The practical implication: a 5-day Yang-Zhang estimate carries roughly the same statistical precision as a 70-day close-to-close estimate. For short-window VRP calculations - where you need a responsive RV measure - this difference is enormous.

These are theoretical efficiencies derived from the original papers under ideal conditions (continuous trading, no microstructure noise). Real-world efficiency depends on data quality, market microstructure, and lookback window. The ratios above (~5x Parkinson, ~7.4x Garman-Klass, ~14x Yang-Zhang) are useful as relative benchmarks, but actual variance reduction in live markets will vary.

Key takeaway

Efficiency is not about being "fancier." It is about extracting maximum information from the data you already have. If you are using OHLC bars - which nearly every data provider delivers - you are throwing away ~93% of the available information by using close-to-close instead of Yang-Zhang.

Yang-Zhang extracts 14 times more information from the same daily OHLC data compared to close-to-close. A 5-day Yang-Zhang window matches the precision of a 70-day close-to-close window.

What FlashAlpha Uses

The FlashAlpha Volatility Analysis endpoint (/v1/volatility/{symbol}) returns realized volatility across five lookback windows: 5-day, 10-day, 20-day, 30-day, and 60-day. These are computed using the Yang-Zhang estimator, giving you a high-efficiency RV estimate that properly accounts for overnight gaps and intraday range.

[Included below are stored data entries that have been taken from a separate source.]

PR #1228, opened 2019-07-07
Add NLP LF helper

henryre:
Add `NLPLabelingFunction` and `nlp_labeling_function` to make it easier to use `SpacyPreprocessor` and write LFs over parsed SpaCy docs. Constructs an LF with a single preprocessor, a `SpacyPreprocessor` instance which might have other nested preprocessors. All instances of NLPLabelingFunction share the same `SpacyPreprocessor` instance to take advantage of memoization. This makes the assumption that in any basic application, only one configuration of `SpacyPreprocessor` will exist. More advanced Snorkel applications can just manually define multiple `SpacyPreprocessor` objects if needed.

* Adds `NLPLabelingFunction` and `nlp_labeling_function`
* Adds relevant unit tests
* Adds updated `Mapper` kwargs to `SpacyPreprocessor`

```python
@nlp_labeling_function()
def has_person_mention(x: DataPoint) -> int:
    person_ents = [ent for ent in x.doc.ents if ent.label_ == "PERSON"]
    return 1 if len(person_ents) > 0 else 0

x = SimpleNamespace(text="The movie was good.")
has_person_mention(x)  # 0
```

**Test plan**
Added unit tests


henryre:
Offline: adding option to spit doc fields into top fields

ajratner:
Talked offline- tag when ready for review!

snorkel/labeling/lf/nlp.py
```diff
@@ -0,0 +1,202 @@
+from typing import Any, Callable, List, Mapping, NamedTuple, Optional
+
+from snorkel.labeling.preprocess import BasePreprocessor
+from snorkel.labeling.preprocess.nlp import EN_CORE_WEB_SM, SpacyPreprocessor
+
+from .core import LabelingFunction
+
+
+class SpacyPreprocessorParameters(NamedTuple):
+    """Parameters need to construct a SpacyPreprocessor."""
```
vincentschen: should there be an explanation of the params here? or maybe a reference to the class where we use them?

snorkel/augmentation/tf.py
```diff
@@ -10,13 +9,7 @@
...
 
 
-class BaseTransformationFunction(BaseMapper):
-    """Base class for `TransformationFunction` and `transformation_function`.
-
-    See `snorkel.map.core.BaseMapper` for details.
-    """
-
-    pass
+BaseTransformationFunction = BaseMapper
```
vincentschen: The inheritance above is a pattern we've used elsewhere to "alias" classes—we should be consistent?

snorkel/labeling/lf/nlp.py
```diff
@@ -0,0 +1,202 @@
...
+
+    def __init__(
+        self,
+        name: Optional[str] = None,
+        resources: Optional[Mapping[str, Any]] = None,
+        preprocessors: Optional[List[BasePreprocessor]] = None,
+        fault_tolerant: bool = False,
+        text_field: str = "text",
+        doc_field: str = "doc",
+        language: str = EN_CORE_WEB_SM,
```
vincentschen: can we add a small comment about what this refers to?

snorkel/labeling/preprocess/nlp.py
```diff
@@ -1,12 +1,11 @@
...
 
 import spacy
 
 from snorkel.types import FieldMap
 
-from .core import Preprocessor
+from .core import BasePreprocessor, Preprocessor
 
-DEFAULT_DISABLE = ["parser", "ner"]
 EN_CORE_WEB_SM = "en_core_web_sm"
```
vincentschen: use a more instructive variable name (e.g. `SPACY_CORPUS`?)

snorkel/augmentation/tf.py
ajratner: It's also unclear where this is used, given there's a base class for TFs, `TransformationFunction`, right below... why do we need both?  (A) there should at least be a comment here explaining, but more importantly, this seems *very* heavyweight if we really do need both...

snorkel/labeling/lf/nlp.py
```diff
@@ -0,0 +1,202 @@
...
+    Parameters
+    ----------
+    name
+        Name of the LF
+    f
+        Function that implements the core LF logic
+    resources
+        Labeling resources passed in to `f` via `kwargs`
+    preprocessors
+        Preprocessors to run before SpacyPreprocessor is executed
```
ajratner: What about if you want to run a preprocessor after?  This seems equally likely

snorkel/labeling/lf/nlp.py
```diff
@@ -0,0 +1,202 @@
...
+    disable: Optional[List[str]]
+    preprocessors: List[BasePreprocessor]
+    memoize: bool
+
+
+class SpacyPreprocessorConfig(NamedTuple):
+    """Tuple of SpacyPreprocessor and the parameters used to construct it."""
+
+    nlp: SpacyPreprocessor
+    parameters: SpacyPreprocessorParameters
```
ajratner: Seems like defining this isn't really necessary?  Seems a little overkill?

snorkel/labeling/lf/nlp.py
```diff
@@ -0,0 +1,202 @@
...
+    ```
+    @nlp_labeling_function()
+    def has_person_mention(x: DataPoint) -> int:
+        person_ents = [ent for ent in x.doc.ents if ent.label_ == "PERSON"]
+        return 1 if len(person_ents) > 0 else 0
+    print(f)  # "NLPLabelingFunction has_person_mention"
+
+    x = SimpleNamespace(text="The movie was good.")
+    has_person_mention(x)  # 0
+    ```
```
ajratner: Should (a) include this example with the LF above, (b) give the standard list of Spacy attributes, and (c) be more clear in the docstring that everything is accessible via the `doc` attribute by default!

snorkel/augmentation/tf.py
henryre: This is only used for type annotations, and mypy balks if you subclass like we do above. Having this alias IMO makes the TF files more legible.

snorkel/labeling/lf/nlp.py
henryre: One could argue this isn't basic usage any more, so might be better served to roll your own using the SpaCy preprocessor. Thoughts?

snorkel/labeling/lf/nlp.py
henryre: The tuple? It's a cleaner way to enforce mutual inclusivity and other properties of the parameters than a bunch of logical checks.

snorkel/augmentation/tf.py
ajratner: Okay well at least comment explaining this!

snorkel/labeling/lf/nlp.py
henryre: included in `NLPLabelingFunction`, which is referenced by this decorator. is that enough?

snorkel/labeling/preprocess/nlp.py
henryre: going to leave this as is. don't want to bias people towards thinking this is a default spacy corpus (since it isn't, might want bigger or non-english model)

snorkel/labeling/lf/nlp.py
henryre: What do you mean by "give the standard list of Spacy attributes"?

snorkel/labeling/lf/nlp.py
vincentschen: sg!

snorkel/labeling/preprocess/nlp.py
vincentschen: why define a global variable in the first place, then?

henryre: It's reused in NLPLabelingFunction

snorkel/labeling/lf/nlp.py
ajratner: Sorry, coming probably too late, but I meant copy-paste some of the important attributes from spacy people might want (e.g. NER tags, tokens, etc etc)

snorkel/labeling/lf/nlp.py
```diff
@@ -0,0 +1,210 @@
...
+    with all other ``NLPLabelingFunction`` instances. This makes
+    it easy to define LFs that have a text input field and have
+    logic written over SpaCy ``Doc`` objects. Examples passed
+    into an ``NLPLabelingFunction`` will have a new field which
+    can be accessed which contains a SpaCy ``Doc``. By default,
+    this field is called ``doc``. For details of SpaCy ``Doc``
+    objects and a full attribute listing, see https://spacy.io/api/doc.
+
+    Simple ``NLPLabelingFunction``s can be defined via a
+    decorator. See ``nlp_labeling_function``.
```
ajratner: Could we have (a) a quick example here (just copy-paste the one from the PR description?) and (b) a partial listing of the top 5/10 spacy attributes (people will be lazy re: following the link)

snorkel/labeling/lf/nlp.py
ajratner: This is not major but looking down below, I still think it's confusing that the "config" object contains the actual preprocessor

snorkel/labeling/lf/nlp.py
ajratner: Or just copy from decorator version below?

from flashalpha import FlashAlpha

client = FlashAlpha("your_api_key")
vol = client.volatility("SPY")

print(f"SPY Realized Volatility (Yang-Zhang):")
print(f"  RV  5d:  {vol['realized_vol']['rv_5d']}%")
print(f"  RV 10d:  {vol['realized_vol']['rv_10d']}%")
print(f"  RV 20d:  {vol['realized_vol']['rv_20d']}%")
print(f"  RV 30d:  {vol['realized_vol']['rv_30d']}%")
print(f"  RV 60d:  {vol['realized_vol']['rv_60d']}%")
print(f"  ATM IV:  {vol['atm_iv']}%")
print(f"  VRP:     {vol['iv_rv_spreads']['vrp_20d']}%")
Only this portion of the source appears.